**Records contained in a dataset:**
--------------------------------

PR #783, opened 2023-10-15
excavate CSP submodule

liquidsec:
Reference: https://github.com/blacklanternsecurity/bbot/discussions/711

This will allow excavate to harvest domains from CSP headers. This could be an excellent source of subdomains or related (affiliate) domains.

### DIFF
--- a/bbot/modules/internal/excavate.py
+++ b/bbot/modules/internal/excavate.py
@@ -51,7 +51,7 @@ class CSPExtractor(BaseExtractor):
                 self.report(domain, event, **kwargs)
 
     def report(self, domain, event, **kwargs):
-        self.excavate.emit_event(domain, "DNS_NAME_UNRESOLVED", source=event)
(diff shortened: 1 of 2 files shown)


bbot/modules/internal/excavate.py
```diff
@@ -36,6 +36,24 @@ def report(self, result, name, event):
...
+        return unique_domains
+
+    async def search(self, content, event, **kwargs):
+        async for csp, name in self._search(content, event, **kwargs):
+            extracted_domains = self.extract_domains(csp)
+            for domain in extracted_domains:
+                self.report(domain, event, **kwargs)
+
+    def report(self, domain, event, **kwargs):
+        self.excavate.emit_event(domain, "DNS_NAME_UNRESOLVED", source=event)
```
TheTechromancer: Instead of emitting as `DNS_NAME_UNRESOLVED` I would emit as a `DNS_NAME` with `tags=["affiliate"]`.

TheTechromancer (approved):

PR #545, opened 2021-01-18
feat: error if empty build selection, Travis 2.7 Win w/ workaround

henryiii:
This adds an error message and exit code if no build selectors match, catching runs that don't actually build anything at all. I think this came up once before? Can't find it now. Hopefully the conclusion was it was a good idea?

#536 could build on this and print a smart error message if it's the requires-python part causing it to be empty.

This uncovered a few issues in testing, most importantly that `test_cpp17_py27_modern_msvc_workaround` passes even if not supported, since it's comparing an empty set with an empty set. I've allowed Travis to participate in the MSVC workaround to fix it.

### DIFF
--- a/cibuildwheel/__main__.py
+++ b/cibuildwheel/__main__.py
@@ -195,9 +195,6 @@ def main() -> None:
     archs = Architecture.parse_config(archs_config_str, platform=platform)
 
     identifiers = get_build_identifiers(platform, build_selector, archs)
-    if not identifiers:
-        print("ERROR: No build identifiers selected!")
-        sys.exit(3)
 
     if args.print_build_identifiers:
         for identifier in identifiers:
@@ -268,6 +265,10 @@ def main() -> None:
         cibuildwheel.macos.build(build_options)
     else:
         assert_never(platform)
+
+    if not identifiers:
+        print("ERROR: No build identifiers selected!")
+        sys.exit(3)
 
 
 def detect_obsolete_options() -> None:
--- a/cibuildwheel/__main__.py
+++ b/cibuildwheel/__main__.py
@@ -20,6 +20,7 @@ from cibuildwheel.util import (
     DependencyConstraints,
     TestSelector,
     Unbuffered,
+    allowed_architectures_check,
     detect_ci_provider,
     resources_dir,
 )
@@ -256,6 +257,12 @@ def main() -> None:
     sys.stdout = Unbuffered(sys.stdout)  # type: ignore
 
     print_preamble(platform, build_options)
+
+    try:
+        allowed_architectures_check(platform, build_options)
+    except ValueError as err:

--------------------------------

**PROBLEM TO SOLVE:** Where a line of the records holds the word "Travis", copy that line.

**ANSWER:**
feat: error if empty build selection, Travis 2.7 Win w/ workaround
This uncovered a few issues in testing, most importantly that `test_cpp17_py27_modern_msvc_workaround` passes even if not supported, since it's comparing an empty set with an empty set. I've allowed Travis to participate in the MSVC workaround to fix it.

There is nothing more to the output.